The variations in MSW production due to population differences are highlighted in the data shown for the US, UK, France, Germany, the Netherlands and Luxembourg. The values for waste generated per capita for these countries show significant variations. These are assumed to be a function of cultural and lifestyle differences, such as 412 kg/capita in Japan compared with 730 kg/capita in the US.

There is also a substantial variation in the amount of waste landfilled in the different countries. This is the result of the availability of disposal sites as a function of land mass, the use of other reduction technologies, recycling and local controls/ legislation.

Figures show the increase in the amount of MSW collected between 1995 and 2001. All show a substantial increase (from about 500 to 600 kg/capita) since 1995 - an average 3% year-onyear increase in waste arisings. The only difference is France where the growth is about half that of the other countries and the US where there has been a 1% reduction in MSW collected per person.
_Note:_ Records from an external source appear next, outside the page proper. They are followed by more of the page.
PR #850, opened 2017-03-18
Normative: Date.prototype.toString throws on non-Date receiver

### LINKED ISSUE #849: What is the motivation for the Date.prototype.toString() non-Date receiver support?
In the spec, [`Date.prototype.toString`](https://tc39.github.io/ecma262/#sec-date.prototype.tostring) falls back to `"Invalid Date"` when the receiver is a non-Date Object. However, apparently d8 and jsc don't implement this and throw a TypeError, both for `Date.prototype` and for `{}`. ChakraCore seems to return `"Invalid Date"` for `Date.prototype` and throw for other objects, and SpiderMonkey implements the spec properly.

What was the motivation for this path in `Date.prototype.toString`? Was it web compatibility? If so, it seems like we have some evidence that it could be removed. It looks like this path wasn't present in [the ES 5.1 version](http://es5.github.io/#x15.9.5.2).

littledan:
JSC and V8 have been shipping the version of the specification
included in this patch, so it is likely to be web-compatible.
Throwing on receivers which are not Date instances is simpler
and more consistent with other methods in ECMAScript.

Closes #849

### DIFF
--- a/spec.html
+++ b/spec.html
@@ -27195,11 +27195,7 @@ THH:mm:ss.sss
         <h1>Date.prototype.toString ( )</h1>
         <p>The following steps are performed:</p>
         <emu-alg>
-          1. Let _O_ be this Date object.
-          1. If _O_ does not have a [[DateValue]] internal slot, then
-            1. Let _tv_ be *NaN*.
-          1. Else,
-            1. Let _tv_ be thisTimeValue(_O_).
+          1. Let _tv_ be ? thisTimeValue(*this* value).
           1. Return ToDateString(_tv_).
         </emu-alg>
         <emu-note>


leobalter:
+1, we might need to update test262, thou, but that's easy and fast.

leobalter:
```
20.3.4.41: Previous editions did not specify the value returned by Date.prototype.toString when this time value is NaN. ECMAScript 2015 specifies the result to be the String value is "Invalid Date".
```

From section/annex D, should this be changed too?

littledan:
Tests in https://github.com/tc39/test262/pull/924

anba:
I think the current behaviour is based on the discussion in <https://mail.mozilla.org/pipermail/es-discuss/2014-June/037630.html>.

littledan:
@anba Huh, based on the negative replies there, and the fact that RegExp was not similarly updated (until I developed evidence of web compatibility issues and patched it for ES2016), I assumed that this thread wasn't the one that led to the change.

Anyway, although V8 received bug reports about RegExp.prototype.toString() throwing, I don't see any bug reports about Date.prototype.toString() throwing. I'm not sure how much of a user issue this is. Note that many other methods on Date throw on Date.prototype, and conversion to a string throws for many other objects in the system, e.g., Symbol.prototype.

anba:
> Huh, based on the negative replies there, and the fact that RegExp was not similarly updated (until I developed evidence of web compatibility issues and patched it for ES2016), I assumed that this thread wasn't the one that led to the change.

I think this is the thread that led to the current Date.prototype.toString method, at least based on when it took place. The messages are from June 2014 and in the next ES6 draft (rev 26), @allenwb added 
```diff
+ 1. Let Q be this Date object.
+ 2. If Type(O) is Object and O does not have a [[DateValue]] internal slot, then
+   a. Let tv be NaN.
+ 3. Else,
   a. Let tv be this time value.
 4. Return ToDateString(tv)
```
to Date.prototype.toString.

> Anyway, although V8 received bug reports about RegExp.prototype.toString() throwing, I don't see any bug reports about Date.prototype.toString() throwing. I'm not sure how much of a user issue this is. 

If the change is web-compatible, we probably should try to apply it.

leobalter:
tests in https://github.com/tc39/test262/pull/924

leobalter:
@bterlson :shipit:

littledan:
IIRC we got consensus on this change in the May 2017 TC39 meeting. There are tests. Is this ready to merge?

bterlson:
Sorry I didn't see @leobalter's earlier comment. With tests, this is ready to go!

PR #852, opened 2017-03-18
Normative: Swap side effect and check in TypedArray constructor

### LINKED ISSUE #842: TypedArray constructor reads bufferByteLength too early
In 22.2.4.5 TypedArray ( buffer [ , byteOffset [ , length ] ] ):

In step 9, we store the value of the byte length of the buffer.
`9. Let bufferByteLength be buffer.[[ArrayBufferByteLength]].`

In step 11.a, we can end up in user-code via ToIndex.
`11.a. Let newLength be ? ToIndex(length).`

In step 11.c, we use the value of bufferByteLength from step 9 -- which could be totally incorrect now, as 11.a could have neutered the buffer.
`11.c. If offset + newByteLength > bufferByteLength, throw a RangeError exception.`

If an implementation followed this, it could result in (quite bad) security issues.

littledan:
Previously, in one of the TypedArray constructor paths, an ArrayBuffer
was checked for being detached, and then a ToIndex calculation is done.
Because ToIndex may detach the ArrayBuffer itself, this patch moves
the detached check to afterwards, so that it can include that possible
time when the ArrayBuffer may be detached.

Closes #842

### DIFF
--- a/spec.html
+++ b/spec.html
@@ -32606,6 +32606,8 @@ THH:mm:ss.sss
           1. Let _elementSize_ be the Number value of the Element Size value in <emu-xref href="#table-49"></emu-xref> for _constructorName_.
           1. Let _offset_ be ? ToIndex(_byteOffset_).
           1. If _offset_ modulo _elementSize_ &ne; 0, throw a *RangeError* exception.
+          1. If _length_ is present and _length_ is not *undefined*, then
+            1. Let _newLength_ be ? ToIndex(_length_).
           1. If IsDetachedBuffer(_buffer_) is *true*, throw a *TypeError* exception.
           1. Let _bufferByteLength_ be _buffer_.[[ArrayBufferByteLength]].
           1. If _length_ is either not present or *undefined*, then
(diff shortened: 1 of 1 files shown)


littledan:
@psmarshall Is this what you were thinking?

psmarshall:
Yes that looks good to me, thanks

leobalter:

anba:
Two questions:
- The proposed changes don't match the test case (test/built-ins/TypedArrays/buffer-arg-byteoffset-to-number-detachbuffer.js). Did you also mean to move step 7 (If offset modulo elementSize ≠ 0, throw a RangeError exception.) after step 9 (If IsDetachedBuffer(buffer) is true, throw a TypeError exception.), or is the test case incorrect?
- We should also change the DataView constructor, shouldn't we? (The DataView constructor also calls ToIndex after checking for a detached array buffer.)

littledan:
@anba 
- Oops, this seems like a test bug.
- Yes, that sounds like a good idea.

rwaldron:
This gained consensus on March 22nd

PR #853, opened 2017-03-20
Normative: Specify String.prototype.replace edge case

littledan:
In RegExp.prototype[Symbol.replace] as applied to RegExps, if a
substitution string is used with a numerical group reference which
is out of bounds, the behavior was previously implementation-defined.
This patch changes the behavior to not do a replacement.
Testing with eshost showed that V8, SpiderMonkey, JSC and ChakraCore
all agree on these semantics.


bterlson:
I guess technically needs-consensus? I can talk about it as part of my item if you like.

leobalter:

PR #856, opened 2017-03-22
Normative: Ensure that TypedArray.prototype.fill does one coercion

### LINKED ISSUE #855: Avoid repeated ToNumber calls in %TypedArray%.prototype.fill()
**Example:**
`%TypedArray%.prototype.fill(proxy)` causes a ToNumber with side-effects on every fill step.

From the usual behavior of Array.prototype functions, the argument conversion should probably happen only once and in this case would be different for TypedArrays. Obviously this only an issue with non-number fill values.

Array.prototype.fill and %TypedArray%.prototype.fill share the same spec implementation, modulo getting the array length. The TypedArray version should probably introduce an additional step performing a `ToNumber(value)` before step 3 in [22.1.3.6](https://tc39.github.io/ecma262/#sec-array.prototype.fill) to avoid the frequent conversion inside the fill step 7.b.

**Steps:**
The following steps lead to the `ToNumber` in question when calling `%TypedArray%.prototype.fill`.

- In [22.1.3.6 Array.prototype.fill](https://tc39.github.io/ecma262/#sec-array.prototype.fill):
    `7.b Perform ? Set(O, Pk, value, true).`
- In [7.3.3 Set ( O, P, V, Throw )](https://tc39.github.io/ecma262/#sec-set-o-p-v-throw):
    `4  Let success be ? O.[[Set]](P, V, O).`
- In [9.4.5.5 [[Set]] ( P, V, Receiver )](https://tc39.github.io/ecma262/#sec-integer-indexed-exotic-objects-set-p-v-receiver):
   `2.b.i Return ? IntegerIndexedElementSet(O, numericIndex, V).`
- In [9.4.5.9 IntegerIndexedElementSet(O, numericIndex, V)](https://tc39.github.io/ecma262/#sec-integerindexedelementset):
    `3. Let numValue be ? ToNumber(value).`

littledan:
Previously, TypedArray.prototype.fill failed to coerce its value
argument multiple in the beginning of the definition, instead coercing
it when writing into the TypedArray each time. This patch tweaks
the definition to perform the coercion once.

Fixes #855

### DIFF
--- a/spec.html
+++ b/spec.html
@@ -31995,8 +31995,27 @@ THH:mm:ss.sss
       <!-- es6num="22.2.3.8" -->
       <emu-clause id="sec-%typedarray%.prototype.fill">
         <h1>%TypedArray%.prototype.fill ( _value_ [ , _start_ [ , _end_ ] ] )</h1>
-        <p>%TypedArray%`.prototype.fill` is a distinct function that implements the same algorithm as `Array.prototype.fill` as defined in <emu-xref href="#sec-array.prototype.fill"></emu-xref> except that the *this* object's [[ArrayLength]] internal slot is accessed in place of performing a [[Get]] of `"length"`. The implementation of the algorithm may be optimized with the knowledge that the *this* value is an object that has a fixed length and whose integer indexed properties are not sparse. However, such optimization must not introduce any observable changes in the specified behaviour of the algorithm.</p>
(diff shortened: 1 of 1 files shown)


leobalter:

leobalter:
@bterlson should we have a "has consensus" label for unmerged PRs/issues?

PR #857, opened 2017-03-23
Normative: Define particular precision for toFixed and friends

littledan:
Previously, the specification for Number.prototype.toFixed, Number
gave a fixed range for the fractionDigits parameter, but allowed
implementations to permit a larger range. Historically, only
SpiderMonkey accepted a larger range, and other implementations
threw a RangeError outside the range.

This patch specifies the SpiderMonkey behavior. The range checks
always permitted more decimal digits to be printed than what is
provided by the accuracy, so the limits are arbitrary. Waldemar
Horwat has mentioned that SpiderMonkey's higher limits have
been useful for him in explaining floating point numbers to
others.

An alternative would be to retain the previous limits and remove
the implementation-dependent aspects. Either way, locking down
this detail should help developers get consistent behavior
between implementations.

### DIFF
--- a/spec.html
+++ b/spec.html
@@ -24999,7 +24999,7 @@
         <emu-alg>
           1. Let _x_ be ? thisNumberValue(*this* value).
           1. Let _f_ be ? ToInteger(_fractionDigits_). (If _fractionDigits_ is *undefined*, this step produces the value 0.)
-          1. If _f_ &lt; -20 or _f_ &gt; 100, throw a *RangeError* exception.
+          1. If _f_ &lt; 0 or _f_ &gt; 100, throw a *RangeError* exception.
           1. If _x_ is *NaN*, return the String `"NaN"`.
           1. Let _s_ be the empty String.
           1. If _x_ &lt; 0, then
--- a/spec.html
+++ b/spec.html
@@ -22446,7 +22446,6 @@
       Except as restricted in <emu-xref href="#sec-forbidden-extensions"></emu-xref>, an implementation may provide additional types, values, objects, properties, and functions beyond those described in this specification. This may cause constructs (such as looking up a variable in the global scope) to have implementation-defined behaviour instead of throwing an error (such as *ReferenceError*).
     </li>
   </ul>
-  <p>An implementation may define behaviour other than throwing *RangeError* for `toFixed`, `toExponential`, and `toPrecision` when the _fractionDigits_ or _precision_ argument is outside the specified range.</p>
 
   <emu-clause id="sec-host-report-errors" aoid="HostReportErrors">
     <h1>HostReportErrors ( _errorList_ )</h1>
@@ -24956,7 +24955,7 @@
             1. Let _x_ be -_x_.
           1. If _x_ = *+&infin;*, then
             1. Return the concatenation of the Strings _s_ and `"Infinity"`.
-          1. If _f_ &lt; 0 or _f_ &gt; 20, throw a *RangeError* exception. However, an implementation is permitted to extend the behaviour of `toExponential` for values of _f_ less than 0 or greater than 20. In this case `toExponential` would not necessarily throw *RangeError* for such values.
+          1. If _f_ &lt; 0 or _f_ &gt; 100, throw a *RangeError* exception.
           1. If _x_ = 0, then
             1. Let _m_ be the String consisting of _f_+1 occurrences of the code unit 0x0030 (DIGIT ZERO).
             1. Let _e_ be 0.
@@ -25000,7 +24999,7 @@
         <emu-alg>
           1. Let _x_ be ? thisNumberValue(*this* value).
           1. Let _f_ be ? ToInteger(_fractionDigits_). (If _fractionDigits_ is *undefined*, this step produces the value 0.)
-          1. If _f_ &lt; 0 or _f_ &gt; 20, throw a *RangeError* exception. However, an implementation is permitted to extend the behaviour of `toFixed` for values of _f_ less than 0 or greater than 20. In this case `toFixed` would not necessarily throw *RangeError* for such values.
+          1. If _f_ &lt; -20 or _f_ &gt; 100, throw a *RangeError* exception.
           1. If _x_ is *NaN*, return the String `"NaN"`.
           1. Let _s_ be the empty String.
           1. If _x_ &lt; 0, then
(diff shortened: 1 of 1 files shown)


spec.html
```diff
@@ -25000,7 +24999,7 @@
         <emu-alg>
           1. Let _x_ be ? thisNumberValue(*this* value).
           1. Let _f_ be ? ToInteger(_fractionDigits_). (If _fractionDigits_ is *undefined*, this step produces the value 0.)
-          1. If _f_ &lt; 0 or _f_ &gt; 20, throw a *RangeError* exception. However, an implementation is permitted to extend the behaviour of `toFixed` for values of _f_ less than 0 or greater than 20. In this case `toFixed` would not necessarily throw *RangeError* for such values.
+          1. If _f_ &lt; -20 or _f_ &gt; 100, throw a *RangeError* exception.
```
ljharb: Why would there be less than zero fractionDigits, and have that not throw a RangeError? What does it mean to have -3 fraction digits?

littledan: The behavior in this patch (which Firefox has been shipping since forever) is to round off digits above the decimal point. E.g., (34).toFixed(-1) => "30". The logic only makes sense for toFixed and not toPrecision or toExponential, so that's why it's here and not there.

ljharb: Then shouldn't `(34).toFixed(-3)` throw? In Firefox right now it returns `0` but that seems both useless and silly.

I love the rest of this patch, but I feel like the lower bound here should remain 0.

littledan: Well, the definition follows mathematically pretty cleanly; I don't see why we should especially throw on 0. Anyway, I also can't think of a time when I'd want to use a negative number, and would be fine with throwing on negative offsets (and, I probably wouldn't use any of these functions, and use `Intl.NumberFormat` instead).

I'll see if we can get more from Waldemar about the motivation for these semantics in his implementation.

ljharb: I mean, if I provide a negative number that is greater than the number of nonfractional digits, it seems like it should throw, even if it works for negative numbers (which I also don't see the value of)

littledan: Currently, throwing behavior has nothing to do with the number receiver. I don't see a reason to change that--it would make things more complex for no particular user benefit that I can see.

ljharb: I agree with you - but I'm saying that since "the meaning of a negative number" actually does depend on the receiver (whereas the meaning of a positive number does not), it should probably either throw at `< 0`, or throw dependent on the receiver.

Yaffle: @littledan , just a note:
You need to change the rest of the `Number#toFixed` to work with negative fractionDigits:

-            1. If _f_ &ne; 0, then
+            1. If _f_ &gt; 0, then
              1. Let _k_ be the number of elements in _m_.
              1. If _k_ &le; _f_, then
                1. Let _z_ be the String consisting of _f_+1-_k_ occurrences of the code unit 0x0030 (DIGIT ZERO).
                1. Let _m_ be the concatenation of Strings _z_ and _m_.
                1. Let _k_ be _f_ + 1.
              1. Let _a_ be the first _k_-_f_ elements of _m_, and let _b_ be the remaining _f_ elements of _m_.
              1. Let _m_ be the concatenation of the three Strings _a_, `"."`, and _b_.
+            1. If _f_ &lt; 0 and _m_ &ne; "0", then
+               1. Let _m_ be the concatenation of the three Strings _m_, the String consisting of 0-_f_ occurrences of the code unit 0x0030 (DIGIT ZERO).
          1. Return the concatenation of the Strings _s_ and _m_.

domenic: >  but I'm saying that since "the meaning of a negative number" actually does depend on the receiver

I don't understand this perspective. A negative number in this position has a well-defined mathematical meaning and effect, as outlined in the algorithm in this PR. It's not special-cased in the mathematical operation toFixed represents, so I don't see why it should be in this API.

ljharb: I'm not familiar with a mathematical operation involving strings.

It certainly has a well-defined meaning in this PR - but I think that `(24).toFixed(-3)` being anything but an error is confusing and makes no sense, whereas I think `(24).toFixed(-2)` being `0` makes perfect sense but is useless, and `(24).toFixed(-1)` being `20` makes perfect sense and is intuitive with the behavior of `toFixed` given positive numbers (although I still don't see the value or use case of providing a negative number).

claudepache: @ljharb The mathematical interpretation of `.toFixed(n)` is:

1. round the number to the nearest multiple of 10<sup><i>-n</i></sup>;
2. format the result using a decimal representation, with _n_ digits after the decimal point (if _n_ is positive) or as an integer (if _n_ is negative).

It is debatable if we should support `x.toFixed(-3)` at all; but one the support it for a given `x`, we should support it for all `x`. Introducing special cases such as “support it only for the `x` that is easily understandable for humans” is a less useful semantics, and that criterion is very subjective.

claudepache:
I question the proposed semantics (and the Firefox implementation) of `x.toFixed(n)` for _n_ < 0 and  _x_ ≥ 10<sup>21</sup>. We have:

* `1.23456789e21.toFixed(-18)` → `"1.23456789e21"` (no rounding)
* `1.23456789e20.toFixed(-18)` → `"123000000000000000000"` (rounding to the nearest multiple of 10<sup>18</sup>).

I expect that rounding also occurs in the first case.

spec.html
ljharb: @claudepache thanks for explaining; that makes sense, but since I think "N digits + toFixed(more than N digits)" is incredibly confusing, I'd argue pretty hard to not support negative numbers whatsoever to avoid the problem.

littledan:
@claudepache What's the issue for  _x_ ≥ 10<sup>21</sup>?

littledan:
@claudepache What's the issue? The semantics in the first bullet point follow from 7.a, and the second follow from step 8.

claudepache:
> The semantics in the first bullet point follow from 7.a, and the second follow from step 8.

Yes, and that’s precisely the problem.

In more details: I expect that `x.toFixed(n)` rounds the number _x_ to _n_ digits after the decimal point; — or, using a formulation that makes sense also for negative values of _n_, to the nearest multiple of 10<sup><i>-n</i></sup>.

But the current algorithm does not perform such a rounding for _x_ ≥ 10<sup>21.

As long as _n_ is nonnegative (even, as long as _n_ ≥ -5), this lack of rounding is not observable, because implementations typically do not display more than ca. 17 significant digits anyway. But if we begin to accept negative values for _n_, that becomes an issue.

littledan:
@claudepache Oh right of course. This issue seems fixable, but the fix introduces a little complexity. Generally, unless we see particular use cases, I think the right fix is just to ban negative values here.

leobalter:
tests in https://github.com/tc39/test262/pull/932

@bterlson another one to 🚢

In general, if this growth is maintained up to 2020, the amount of waste generated/collected will double. This will cause even greater pressure on disposal routes. Landfill costs have also started to show dramatic increases; for example, costs in the UK have more than doubled since 2003.

Reuse, recovery and recycling strategies are unlikely to meet the potential growth in MSW. Other options thus need to be considered urgently. Thermal treatment processes offer viable alternatives.

The calorific value of MSW is about 10 GJ/tonne - about a third of that for coal. When burnt in a modern, well controlled mass-burn incinerator, such systems give about 20% efficiency for conversion to electricity. Much higher conversion efficiencies are possible with improved recycling and refining through processes such as mechanical-biological treatment (MBT) to create an energy-rich and consistent material that is better suited as a fuel. It is possible to achieve electrical conversion efficiencies of as high as 40%.